七岁的时候逃私塾上课去和傅玄秋逛花灯,回来被她娘罚跪一晚上,她知道哥哥也一夜没睡,站在檐下的阴影里看了她一晚上。

“太子如此惦记你,你回去可该怎么办。”裴玉握紧了刀,不敢相信这居然是看起来谦谦君子的韩知景会做出的事情。

回去?她倒不担心回去,只等皇帝薨,天下大乱,谁知道这王朝会不会改姓呢。

“你一个人来的边关吗。”

裴姝这才从沉思中抬起头,摇摇头:“太傅大人救了我。”

“傅玄秋救了你?”裴玉的脸色变得越发惊讶,“那他人呢。”

边关的日落总是十分漫长,滚烫的照在脸上。裴姝也一脸惊讶:“他没有跟你们在一起吗。”

她在马车上就自以为摸透了傅玄秋的计划,认为他是为了前线的战事而来,肯定会去找裴玉一起。可这下听说他人也不在前线,真不知道他上哪去了。

“寒食节举灯,到底是个什么罪啊。”裴姝忍不住还是再问了一句,事到如今,她还是不能相信,傅玄秋真的会为了她自揽死罪,放下朝中一切亡命边关。

“已经不是死不死罪的问题了,其中甚至涉及辱没先朝宫规,漠视先贤。”裴玉不知作何表情,可能自古以来都没有人敢这般提灯夜游,虽然说傅家和他们水火不容,可他到底是个明事理之人,对方是救了他妹妹的人,不管出于什么目的,他都应该感谢,“阿姝,他是不是喜欢你啊。”

她原本神不知鬼不觉打开饭笼,闻此言迟疑了一下,碗里的稀粥晃荡了一下,溅在她伤口上,痛得她叫了一声。

“怎么了。”裴玉急忙看她的手,低头目光看到了那漆黑的土豆上,吓了一跳,“这是什么东西。”

“那什么破官说,不会做饭就要去埋死人,哥我不想埋死人,你要不尝尝?”裴姝顺势托起那土豆,一脸期待。

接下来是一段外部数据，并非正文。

PR #1412, opened 2023-06-08
Keep source when installing packages

### LINKED ISSUE #522: keep source when installing with system git
If I install a package with `devtools::install_git` I do have source references, when doing `restore` source references are lost. 

Would be nice to have an option to keep the source references (or is there one already?), or maybe even do it automatically for all installed packages by default. Or maybe a `keep_source` per package flag in renv.lock ?

hadley:
Fixes #522

I don't think there's any downside to doing this by default?

### DIFF
--- a/NEWS.md
+++ b/NEWS.md
@@ -1,6 +1,8 @@
 
 # renv 0.18.0  (UNRELEASED)
 
+* `install()` now keeps source when installing packages from source (#522).
+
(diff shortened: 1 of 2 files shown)


kevinushey (approved):

king-of-poppk:
> I don't think there's any downside to doing this by default?

- #1688 
- #1713
- https://github.com/mlr-org/mlr3book/pull/739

裴玉毫不犹豫推开了一下,又看到她委屈巴巴的眼神,咬咬牙端过来。

他又不是不了解她妹妹,别说做饭了,就是做个糕点,他都宁愿徒步半个时辰去南风楼买,也不要尝一口他妹妹做得东西。那烧鸡都能在桌上披着一身酱料在前堂乱飞,这简直就是他心头多年阴影。

裴玉一度很想冲出去和那些战士们一起坐地上吃饭,又被妹妹拉回来,只好颤抖着举起筷子:“阿姝,哥有句话,以后谁娶了你一定痛哭流涕。”

“才不是,人家说的是谁得到了我一定把我从影子吻到……”裴姝张嘴反驳,越说越不对劲,紧急住口。

“谁说的什么?”裴玉刚好夹起一块土豆,塞进嘴巴里,一时间,味觉的冲击和听觉的冲击让他表情不受控制。